[Task description]:
Please give only the number of lines in the listing below that contain "Nirothipan".
======== Exercise data
PR #217, opened 2019-05-17
cli: change name of compressed archive

menuka94:
Change the name of the compressed archive from `mi` to `wso2mi-cli`.

### DIFF
--- a/cmd/build.sh
+++ b/cmd/build.sh
@@ -125,7 +125,7 @@ do
 
     echo -en "\t - $goos/$goarch..."
 
-    zipfile="$filename-$build_version-$pos-$parch"
+    zipfile="wso2$filename-cli-$build_version-$pos-$parch"
     zipdir="${buildPath}/$filename"
     mkdir -p $zipdir
 


cmd/build.sh
```diff
@@ -125,7 +125,7 @@ do
 
     echo -en "\t - $goos/$goarch..."
 
-    zipfile="$filename-$build_version-$pos-$parch"
+    zipfile="wso2$filename-cli-$build_version-$pos-$parch"
```
Nirothipan: @menuka94  What does variable **filename** refers to here ? Can't we change that itself ?

This will change only the external zip name and after extracting we will have folder **mi** and **mi.exe** inside. Aren't we changing that too as **wso2mi-cli**.
@a5anka Thoughts please ?

menuka94: > @menuka94 What does variable **filename** refers to here ? Can't we change that itself ?

No. `$filename` refers to the main `.go` file (in this project it's `mi.go`. If we change that to `wso2mi-cli.go`, then the CLI itself becomes `wso2mi-cli <command>`.

> This will change only the external zip name and after extracting we will have folder **mi** and **mi.exe** inside. Aren't we changing that too as **wso2mi-cli**.

That could be done if needed.

a5anka: @Nirothipan the purpose was to just change the archive name to avoid confusion.

Nirothipan:
@menuka94  The names are still as mi-* not **wso2mi-cli** Jenkins build job. Could you please check https://wso2.org/jenkins/job/products/job/micro-integrator/106/

menuka94:
> @menuka94 The names are still as mi-* not **wso2mi-cli** Jenkins build job. Could you please check https://wso2.org/jenkins/job/products/job/micro-integrator/106/

That is because the change has been overridden and reverted to the original state by a8ca53cf030059cb55150b623346646649e90c74. See the new PR #244.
================
[The completed task]:
3